Some lines below hold "sorry". Pick them out and copy them.

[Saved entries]
-*-

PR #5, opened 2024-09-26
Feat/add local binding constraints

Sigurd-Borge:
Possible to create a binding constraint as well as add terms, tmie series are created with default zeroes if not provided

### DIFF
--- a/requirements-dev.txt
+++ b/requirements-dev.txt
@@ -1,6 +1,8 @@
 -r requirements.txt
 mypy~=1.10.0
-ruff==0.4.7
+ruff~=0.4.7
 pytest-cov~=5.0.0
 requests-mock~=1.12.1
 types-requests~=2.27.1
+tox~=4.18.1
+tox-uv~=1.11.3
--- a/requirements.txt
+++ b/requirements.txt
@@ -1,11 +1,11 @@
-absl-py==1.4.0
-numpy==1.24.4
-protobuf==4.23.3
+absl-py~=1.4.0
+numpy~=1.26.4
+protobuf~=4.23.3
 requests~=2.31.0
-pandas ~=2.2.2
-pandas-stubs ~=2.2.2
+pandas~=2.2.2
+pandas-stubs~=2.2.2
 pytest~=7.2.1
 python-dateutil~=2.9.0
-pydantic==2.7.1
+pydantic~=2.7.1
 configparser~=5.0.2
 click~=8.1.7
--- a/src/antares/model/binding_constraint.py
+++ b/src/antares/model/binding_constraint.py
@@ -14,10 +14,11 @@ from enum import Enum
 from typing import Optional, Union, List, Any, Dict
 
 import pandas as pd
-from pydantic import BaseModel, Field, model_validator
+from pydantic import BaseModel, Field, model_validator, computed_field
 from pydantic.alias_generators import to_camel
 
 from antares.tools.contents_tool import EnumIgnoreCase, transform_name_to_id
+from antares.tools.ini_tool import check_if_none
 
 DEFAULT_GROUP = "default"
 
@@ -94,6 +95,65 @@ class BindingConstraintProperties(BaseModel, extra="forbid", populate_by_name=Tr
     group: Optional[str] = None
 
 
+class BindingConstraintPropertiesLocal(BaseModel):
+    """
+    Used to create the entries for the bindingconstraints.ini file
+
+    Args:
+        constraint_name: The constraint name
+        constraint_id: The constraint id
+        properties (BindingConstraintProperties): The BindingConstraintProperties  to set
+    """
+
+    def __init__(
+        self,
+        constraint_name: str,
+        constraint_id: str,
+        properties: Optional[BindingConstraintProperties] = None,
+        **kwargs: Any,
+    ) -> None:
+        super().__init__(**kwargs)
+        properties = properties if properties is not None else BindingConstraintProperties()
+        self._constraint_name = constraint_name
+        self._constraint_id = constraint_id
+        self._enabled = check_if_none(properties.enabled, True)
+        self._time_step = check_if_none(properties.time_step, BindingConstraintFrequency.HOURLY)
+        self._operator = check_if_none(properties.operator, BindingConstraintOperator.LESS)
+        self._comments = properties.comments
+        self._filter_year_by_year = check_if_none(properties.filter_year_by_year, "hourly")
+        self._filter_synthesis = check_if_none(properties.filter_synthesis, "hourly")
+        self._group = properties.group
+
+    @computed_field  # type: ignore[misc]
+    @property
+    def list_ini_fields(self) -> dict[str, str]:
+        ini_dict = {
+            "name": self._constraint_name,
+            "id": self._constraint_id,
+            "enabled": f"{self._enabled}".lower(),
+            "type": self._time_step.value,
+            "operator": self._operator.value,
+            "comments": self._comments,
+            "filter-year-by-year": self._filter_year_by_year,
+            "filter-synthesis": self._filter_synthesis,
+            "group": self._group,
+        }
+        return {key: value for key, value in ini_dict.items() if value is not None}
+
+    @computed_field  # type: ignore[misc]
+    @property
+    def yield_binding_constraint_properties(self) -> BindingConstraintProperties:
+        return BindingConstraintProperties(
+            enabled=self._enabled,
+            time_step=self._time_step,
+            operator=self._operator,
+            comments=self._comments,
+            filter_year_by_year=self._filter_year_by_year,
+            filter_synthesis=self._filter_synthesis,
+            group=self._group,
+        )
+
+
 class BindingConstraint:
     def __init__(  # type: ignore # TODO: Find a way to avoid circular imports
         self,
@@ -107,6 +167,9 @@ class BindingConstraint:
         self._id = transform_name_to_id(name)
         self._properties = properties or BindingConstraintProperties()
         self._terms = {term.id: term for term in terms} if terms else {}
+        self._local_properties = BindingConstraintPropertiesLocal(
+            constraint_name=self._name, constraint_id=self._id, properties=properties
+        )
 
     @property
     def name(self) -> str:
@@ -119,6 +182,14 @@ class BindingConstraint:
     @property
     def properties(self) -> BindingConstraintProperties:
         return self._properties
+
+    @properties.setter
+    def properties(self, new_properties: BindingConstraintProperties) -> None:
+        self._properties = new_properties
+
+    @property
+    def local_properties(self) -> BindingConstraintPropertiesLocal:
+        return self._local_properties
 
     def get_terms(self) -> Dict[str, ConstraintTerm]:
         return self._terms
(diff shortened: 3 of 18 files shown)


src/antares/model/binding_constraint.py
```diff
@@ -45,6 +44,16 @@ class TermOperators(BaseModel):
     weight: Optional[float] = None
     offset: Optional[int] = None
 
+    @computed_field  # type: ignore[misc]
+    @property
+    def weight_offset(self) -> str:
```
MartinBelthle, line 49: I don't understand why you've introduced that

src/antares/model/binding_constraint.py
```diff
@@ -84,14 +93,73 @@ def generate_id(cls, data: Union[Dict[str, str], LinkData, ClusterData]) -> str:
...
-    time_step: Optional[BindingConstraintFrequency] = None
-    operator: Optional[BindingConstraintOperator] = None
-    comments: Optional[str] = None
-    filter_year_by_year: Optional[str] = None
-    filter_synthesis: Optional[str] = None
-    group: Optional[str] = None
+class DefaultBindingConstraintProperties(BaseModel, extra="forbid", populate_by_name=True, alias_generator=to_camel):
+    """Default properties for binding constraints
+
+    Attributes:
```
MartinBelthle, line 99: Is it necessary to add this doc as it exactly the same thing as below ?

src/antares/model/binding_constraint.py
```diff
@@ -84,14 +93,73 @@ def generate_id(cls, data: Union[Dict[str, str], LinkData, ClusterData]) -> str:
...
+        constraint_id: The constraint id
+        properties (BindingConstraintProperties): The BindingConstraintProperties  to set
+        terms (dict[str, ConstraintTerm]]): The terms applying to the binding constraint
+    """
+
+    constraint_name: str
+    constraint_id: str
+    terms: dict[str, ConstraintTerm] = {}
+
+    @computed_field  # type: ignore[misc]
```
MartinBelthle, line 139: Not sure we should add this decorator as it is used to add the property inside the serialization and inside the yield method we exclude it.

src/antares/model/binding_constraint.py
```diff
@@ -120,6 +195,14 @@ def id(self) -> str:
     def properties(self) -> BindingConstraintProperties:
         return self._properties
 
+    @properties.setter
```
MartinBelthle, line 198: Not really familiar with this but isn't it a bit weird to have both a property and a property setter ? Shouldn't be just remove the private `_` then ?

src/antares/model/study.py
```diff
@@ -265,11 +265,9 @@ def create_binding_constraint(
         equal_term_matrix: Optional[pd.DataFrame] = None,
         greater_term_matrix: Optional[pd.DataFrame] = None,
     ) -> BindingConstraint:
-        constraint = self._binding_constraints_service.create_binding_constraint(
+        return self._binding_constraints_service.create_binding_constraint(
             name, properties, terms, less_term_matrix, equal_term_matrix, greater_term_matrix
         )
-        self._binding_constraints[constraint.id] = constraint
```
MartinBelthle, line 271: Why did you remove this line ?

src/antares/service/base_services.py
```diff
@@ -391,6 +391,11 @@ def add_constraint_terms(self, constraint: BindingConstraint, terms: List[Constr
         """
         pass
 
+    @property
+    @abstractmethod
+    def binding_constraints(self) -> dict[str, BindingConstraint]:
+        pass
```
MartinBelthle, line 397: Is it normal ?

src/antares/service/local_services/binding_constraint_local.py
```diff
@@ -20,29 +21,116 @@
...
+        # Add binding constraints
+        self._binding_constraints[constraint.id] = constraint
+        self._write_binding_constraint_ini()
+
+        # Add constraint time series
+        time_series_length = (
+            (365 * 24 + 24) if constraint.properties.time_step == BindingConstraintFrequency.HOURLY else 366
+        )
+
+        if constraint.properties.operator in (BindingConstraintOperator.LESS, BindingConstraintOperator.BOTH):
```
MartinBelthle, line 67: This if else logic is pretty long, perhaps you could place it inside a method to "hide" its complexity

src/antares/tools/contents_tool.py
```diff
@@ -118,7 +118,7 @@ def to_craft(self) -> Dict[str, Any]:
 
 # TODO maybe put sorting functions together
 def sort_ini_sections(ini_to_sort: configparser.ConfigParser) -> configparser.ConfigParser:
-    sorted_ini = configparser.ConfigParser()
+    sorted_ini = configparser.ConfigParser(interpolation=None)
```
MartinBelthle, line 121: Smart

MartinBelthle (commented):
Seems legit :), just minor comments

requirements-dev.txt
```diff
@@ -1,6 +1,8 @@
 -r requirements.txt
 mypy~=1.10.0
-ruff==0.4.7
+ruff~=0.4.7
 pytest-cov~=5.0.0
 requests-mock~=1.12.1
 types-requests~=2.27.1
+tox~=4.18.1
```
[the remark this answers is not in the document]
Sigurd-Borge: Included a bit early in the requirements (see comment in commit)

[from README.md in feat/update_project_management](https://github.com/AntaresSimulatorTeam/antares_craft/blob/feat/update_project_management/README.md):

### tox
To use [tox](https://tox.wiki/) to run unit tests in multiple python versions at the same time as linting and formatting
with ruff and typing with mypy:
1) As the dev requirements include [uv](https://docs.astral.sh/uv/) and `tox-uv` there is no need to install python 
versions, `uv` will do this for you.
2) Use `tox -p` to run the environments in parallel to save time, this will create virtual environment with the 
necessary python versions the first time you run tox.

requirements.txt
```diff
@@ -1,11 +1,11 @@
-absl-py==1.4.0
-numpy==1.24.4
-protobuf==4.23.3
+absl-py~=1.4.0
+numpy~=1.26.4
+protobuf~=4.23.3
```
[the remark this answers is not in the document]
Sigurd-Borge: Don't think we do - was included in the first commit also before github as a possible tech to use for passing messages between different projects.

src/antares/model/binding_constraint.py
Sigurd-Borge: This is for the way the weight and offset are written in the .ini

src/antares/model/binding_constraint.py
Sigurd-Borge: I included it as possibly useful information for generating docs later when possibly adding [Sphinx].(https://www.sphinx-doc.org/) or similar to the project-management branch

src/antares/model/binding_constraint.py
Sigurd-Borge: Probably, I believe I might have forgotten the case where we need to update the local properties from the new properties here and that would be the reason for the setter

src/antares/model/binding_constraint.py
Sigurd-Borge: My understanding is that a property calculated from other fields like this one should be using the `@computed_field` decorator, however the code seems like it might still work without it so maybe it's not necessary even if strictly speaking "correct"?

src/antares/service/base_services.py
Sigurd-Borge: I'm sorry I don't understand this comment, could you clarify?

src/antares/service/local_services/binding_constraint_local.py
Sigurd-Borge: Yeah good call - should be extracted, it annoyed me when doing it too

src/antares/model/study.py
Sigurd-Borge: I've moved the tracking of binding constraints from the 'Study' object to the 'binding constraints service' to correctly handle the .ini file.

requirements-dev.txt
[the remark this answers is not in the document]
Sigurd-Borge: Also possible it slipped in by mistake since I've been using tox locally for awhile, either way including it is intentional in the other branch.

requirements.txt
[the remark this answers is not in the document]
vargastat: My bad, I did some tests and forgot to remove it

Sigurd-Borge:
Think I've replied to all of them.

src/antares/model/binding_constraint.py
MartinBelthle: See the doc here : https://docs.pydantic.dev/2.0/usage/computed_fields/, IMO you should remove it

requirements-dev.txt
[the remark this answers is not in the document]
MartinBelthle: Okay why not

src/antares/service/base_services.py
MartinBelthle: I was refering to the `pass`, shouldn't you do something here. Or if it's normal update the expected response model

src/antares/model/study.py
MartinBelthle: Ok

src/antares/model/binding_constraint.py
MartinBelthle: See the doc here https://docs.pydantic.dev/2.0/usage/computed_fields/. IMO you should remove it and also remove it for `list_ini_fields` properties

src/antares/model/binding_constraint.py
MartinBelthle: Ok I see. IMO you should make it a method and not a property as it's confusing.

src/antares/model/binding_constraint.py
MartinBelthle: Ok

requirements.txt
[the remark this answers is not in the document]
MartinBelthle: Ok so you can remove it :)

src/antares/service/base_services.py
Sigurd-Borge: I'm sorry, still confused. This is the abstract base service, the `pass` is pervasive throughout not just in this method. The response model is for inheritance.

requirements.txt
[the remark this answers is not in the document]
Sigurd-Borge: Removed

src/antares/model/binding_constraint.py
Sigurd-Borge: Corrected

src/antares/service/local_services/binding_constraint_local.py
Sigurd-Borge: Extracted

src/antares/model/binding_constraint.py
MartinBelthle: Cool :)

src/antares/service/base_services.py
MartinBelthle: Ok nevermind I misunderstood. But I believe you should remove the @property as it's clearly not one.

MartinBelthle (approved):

-*-

[Problem solution]
Sigurd-Borge: I'm sorry I don't understand this comment, could you clarify?
Sigurd-Borge: I'm sorry, still confused. This is the abstract base service, the `pass` is pervasive throughout not just in this method. The response model is for inheritance.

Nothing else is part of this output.